Issue #213, opened 2024-10-18
Chained ChronoKeeper Extractors


ibrodkin:
Refactor /template the integration of StorychunkExtractor with the StroyPipleine so that it would be possible to have multiple chained extractors in the ChronoKeeper
- types of extractors to be invoked should be controlled through ChronoKeeper configuration
- use case : csv file extractor committing partial story chunks locally on ChronoKeeper node + the extractor sending the same partial story chunks to the ChronoGrapher
- use case: extractor sending partial story chunks to both the ChronoGrapher and the ChronoPlayer within the same Recording Group

PR #633, opened 2026-05-05
213 : ExtractionModule & ExtractionChain implementation and integrations

### LINKED ISSUE #483: Implement Dual Endpoint RDMA Story ChunkExtractor

### LINKED ISSUE #494: Make ExtractionChain composition configurable
Number and Types of Extractors in the StoryChunkExtractionModule should be configurable in both ChronoKeeper and ChronoGrapher processes

ibrodkin:
this PR contains the code changes for the suite of issues grouped under issue #213 
1. **chronolog::StoryChunkExtractionModule** 
- new implementation replaced packed argument list with the variant array of templated extractors.  the change allows for better performance with continouis memory access and easier maintenance 
- ExtractionChain is now a template
- initialize method takes ExtractionConfiguration as generic input
2. **chronolog::ExtractionChainConfiguration** is implemented in generic way so that it can carry individual extractors json objects without knowing any details about them
3. **test/unit/chrono-common** contain  unit tests for ExtractionConfiguration and StoryChunkExtractionModule<TestExtractionChain>
4. **ChunkLoggingExtractor, ChunkExtractorCSV, & ChunkExtractorRDMA** reworked to fit the template expected by new StoryChunkExtractionModule. They are used by several chronolog processes so they are part of chrono_common 
5. DualEndpointChunkExtractoRDMA   implements RDMA based StoryChunk extraction to both grapher and player consumers, intended for use by only the chrono-keepers
7.  ChronoKeeperExtractionChain  implementation allows to combine LoggingExtractor, ChunkExtractorCSV, ChunkExtractorRDMA, and DualEndpointChunkExtractorRDMA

- - - -

* _Aim of the task_:
Within the listing above, locate the line containing "- use case: extractor" and the line containing "213 : ExtractionModule". Reproduce those two lines and all lines between them exactly, with nothing added.

* _Output for this task_:
- use case: extractor sending partial story chunks to both the ChronoGrapher and the ChronoPlayer within the same Recording Group

PR #633, opened 2026-05-05
213 : ExtractionModule & ExtractionChain implementation and integrations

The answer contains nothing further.